Directions
The material below holds a span beginning at the line with "const TAG: OpTag;" and ending at the line with "fn other_output(&self) ->". Quote that span exactly, both ends included, and only that span.

Data supplied
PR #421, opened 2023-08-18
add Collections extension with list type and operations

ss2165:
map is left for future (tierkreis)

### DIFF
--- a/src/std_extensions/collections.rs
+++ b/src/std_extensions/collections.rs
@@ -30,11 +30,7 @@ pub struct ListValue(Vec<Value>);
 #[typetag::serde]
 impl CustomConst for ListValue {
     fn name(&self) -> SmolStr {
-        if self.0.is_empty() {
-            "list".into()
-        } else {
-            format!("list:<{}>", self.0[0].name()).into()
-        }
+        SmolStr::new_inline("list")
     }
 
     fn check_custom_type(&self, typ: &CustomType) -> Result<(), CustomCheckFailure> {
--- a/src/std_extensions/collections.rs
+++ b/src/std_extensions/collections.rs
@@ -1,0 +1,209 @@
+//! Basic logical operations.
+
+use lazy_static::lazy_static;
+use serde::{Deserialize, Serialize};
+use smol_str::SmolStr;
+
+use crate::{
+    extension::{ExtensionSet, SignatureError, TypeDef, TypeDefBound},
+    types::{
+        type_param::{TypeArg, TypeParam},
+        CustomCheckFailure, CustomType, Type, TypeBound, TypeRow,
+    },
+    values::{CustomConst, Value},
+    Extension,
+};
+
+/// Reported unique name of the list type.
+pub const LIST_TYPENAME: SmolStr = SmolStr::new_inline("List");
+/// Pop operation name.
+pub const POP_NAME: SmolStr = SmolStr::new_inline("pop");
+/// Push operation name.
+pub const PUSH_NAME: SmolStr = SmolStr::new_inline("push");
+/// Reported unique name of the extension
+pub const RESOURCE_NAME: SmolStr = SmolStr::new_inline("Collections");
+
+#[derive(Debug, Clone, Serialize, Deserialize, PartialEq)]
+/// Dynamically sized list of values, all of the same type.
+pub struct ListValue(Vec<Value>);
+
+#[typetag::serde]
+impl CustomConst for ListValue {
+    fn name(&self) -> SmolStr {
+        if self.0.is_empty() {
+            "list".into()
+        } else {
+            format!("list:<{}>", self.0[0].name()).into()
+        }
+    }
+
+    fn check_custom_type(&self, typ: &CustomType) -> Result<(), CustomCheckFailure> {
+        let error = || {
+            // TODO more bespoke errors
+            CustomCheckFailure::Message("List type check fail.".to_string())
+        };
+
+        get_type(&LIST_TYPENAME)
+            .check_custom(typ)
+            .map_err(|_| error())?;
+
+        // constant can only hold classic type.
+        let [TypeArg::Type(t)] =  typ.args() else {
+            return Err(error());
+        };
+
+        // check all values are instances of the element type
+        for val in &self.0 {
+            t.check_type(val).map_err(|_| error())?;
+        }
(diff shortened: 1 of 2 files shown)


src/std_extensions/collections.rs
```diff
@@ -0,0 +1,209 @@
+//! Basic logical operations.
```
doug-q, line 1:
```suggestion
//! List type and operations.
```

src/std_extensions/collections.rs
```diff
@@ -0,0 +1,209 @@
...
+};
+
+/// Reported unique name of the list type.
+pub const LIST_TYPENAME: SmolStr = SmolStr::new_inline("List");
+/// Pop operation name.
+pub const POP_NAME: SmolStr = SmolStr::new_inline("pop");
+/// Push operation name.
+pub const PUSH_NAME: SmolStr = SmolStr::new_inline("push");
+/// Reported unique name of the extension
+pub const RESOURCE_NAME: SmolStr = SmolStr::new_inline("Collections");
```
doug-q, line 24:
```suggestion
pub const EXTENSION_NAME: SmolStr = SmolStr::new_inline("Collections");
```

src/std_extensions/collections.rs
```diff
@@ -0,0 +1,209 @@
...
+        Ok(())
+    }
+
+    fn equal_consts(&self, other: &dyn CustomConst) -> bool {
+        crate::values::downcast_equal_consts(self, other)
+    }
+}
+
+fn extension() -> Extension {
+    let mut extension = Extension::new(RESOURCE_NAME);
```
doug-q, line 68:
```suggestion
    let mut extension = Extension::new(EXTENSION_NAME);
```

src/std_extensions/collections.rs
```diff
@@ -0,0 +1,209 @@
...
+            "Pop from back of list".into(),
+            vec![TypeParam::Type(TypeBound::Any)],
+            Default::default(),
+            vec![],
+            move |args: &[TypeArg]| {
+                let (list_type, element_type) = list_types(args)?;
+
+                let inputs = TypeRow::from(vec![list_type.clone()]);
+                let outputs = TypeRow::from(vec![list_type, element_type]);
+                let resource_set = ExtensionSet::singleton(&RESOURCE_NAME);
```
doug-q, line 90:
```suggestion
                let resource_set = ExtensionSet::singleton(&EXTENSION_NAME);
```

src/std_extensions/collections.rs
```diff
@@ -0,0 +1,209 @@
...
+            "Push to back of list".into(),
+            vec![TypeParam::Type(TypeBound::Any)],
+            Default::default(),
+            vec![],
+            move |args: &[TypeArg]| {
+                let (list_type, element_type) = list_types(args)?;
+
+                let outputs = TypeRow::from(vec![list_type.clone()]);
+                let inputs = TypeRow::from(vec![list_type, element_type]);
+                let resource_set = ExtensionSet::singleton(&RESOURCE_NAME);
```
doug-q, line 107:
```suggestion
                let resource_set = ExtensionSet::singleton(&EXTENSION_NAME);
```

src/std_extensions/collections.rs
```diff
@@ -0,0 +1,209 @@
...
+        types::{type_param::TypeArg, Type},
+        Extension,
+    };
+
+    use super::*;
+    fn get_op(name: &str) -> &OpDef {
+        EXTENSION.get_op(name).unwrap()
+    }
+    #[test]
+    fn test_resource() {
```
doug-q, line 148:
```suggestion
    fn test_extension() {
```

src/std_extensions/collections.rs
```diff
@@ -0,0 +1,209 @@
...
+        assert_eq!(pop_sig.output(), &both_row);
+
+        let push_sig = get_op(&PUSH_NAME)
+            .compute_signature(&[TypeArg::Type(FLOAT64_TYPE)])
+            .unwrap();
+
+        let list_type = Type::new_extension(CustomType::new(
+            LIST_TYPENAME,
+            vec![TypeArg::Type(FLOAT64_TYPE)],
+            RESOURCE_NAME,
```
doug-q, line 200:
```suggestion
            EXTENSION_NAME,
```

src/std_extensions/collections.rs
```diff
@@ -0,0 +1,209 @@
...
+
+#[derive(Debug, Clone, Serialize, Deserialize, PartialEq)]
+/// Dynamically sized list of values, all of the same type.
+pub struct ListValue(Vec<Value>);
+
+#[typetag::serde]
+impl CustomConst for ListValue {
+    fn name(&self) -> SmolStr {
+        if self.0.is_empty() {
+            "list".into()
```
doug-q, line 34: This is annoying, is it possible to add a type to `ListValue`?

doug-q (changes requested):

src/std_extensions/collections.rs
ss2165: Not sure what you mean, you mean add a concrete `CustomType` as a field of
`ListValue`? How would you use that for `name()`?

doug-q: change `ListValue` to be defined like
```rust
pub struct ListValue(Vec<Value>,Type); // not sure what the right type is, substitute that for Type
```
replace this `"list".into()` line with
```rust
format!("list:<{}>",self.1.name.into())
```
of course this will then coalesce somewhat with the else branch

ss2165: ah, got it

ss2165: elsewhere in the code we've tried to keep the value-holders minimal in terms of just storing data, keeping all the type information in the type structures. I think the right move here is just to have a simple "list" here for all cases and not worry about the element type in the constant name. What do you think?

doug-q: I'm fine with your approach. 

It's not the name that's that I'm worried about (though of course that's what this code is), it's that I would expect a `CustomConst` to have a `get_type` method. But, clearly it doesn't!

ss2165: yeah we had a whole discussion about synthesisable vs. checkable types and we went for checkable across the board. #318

--

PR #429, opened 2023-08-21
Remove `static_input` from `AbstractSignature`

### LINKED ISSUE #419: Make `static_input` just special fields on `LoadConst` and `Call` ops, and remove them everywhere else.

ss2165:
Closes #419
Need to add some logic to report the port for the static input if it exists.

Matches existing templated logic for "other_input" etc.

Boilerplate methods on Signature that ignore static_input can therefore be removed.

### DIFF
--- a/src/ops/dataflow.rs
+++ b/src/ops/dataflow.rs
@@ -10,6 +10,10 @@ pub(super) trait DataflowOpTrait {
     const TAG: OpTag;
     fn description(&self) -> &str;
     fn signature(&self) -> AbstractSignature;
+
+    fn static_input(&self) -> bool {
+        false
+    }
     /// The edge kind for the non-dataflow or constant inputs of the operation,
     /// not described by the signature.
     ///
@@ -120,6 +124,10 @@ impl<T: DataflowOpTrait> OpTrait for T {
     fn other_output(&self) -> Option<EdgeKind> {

Task response
     const TAG: OpTag;
     fn description(&self) -> &str;
     fn signature(&self) -> AbstractSignature;
+
+    fn static_input(&self) -> bool {
+        false
+    }
     /// The edge kind for the non-dataflow or constant inputs of the operation,
     /// not described by the signature.
     ///
@@ -120,6 +124,10 @@ impl<T: DataflowOpTrait> OpTrait for T {
     fn other_output(&self) -> Option<EdgeKind> {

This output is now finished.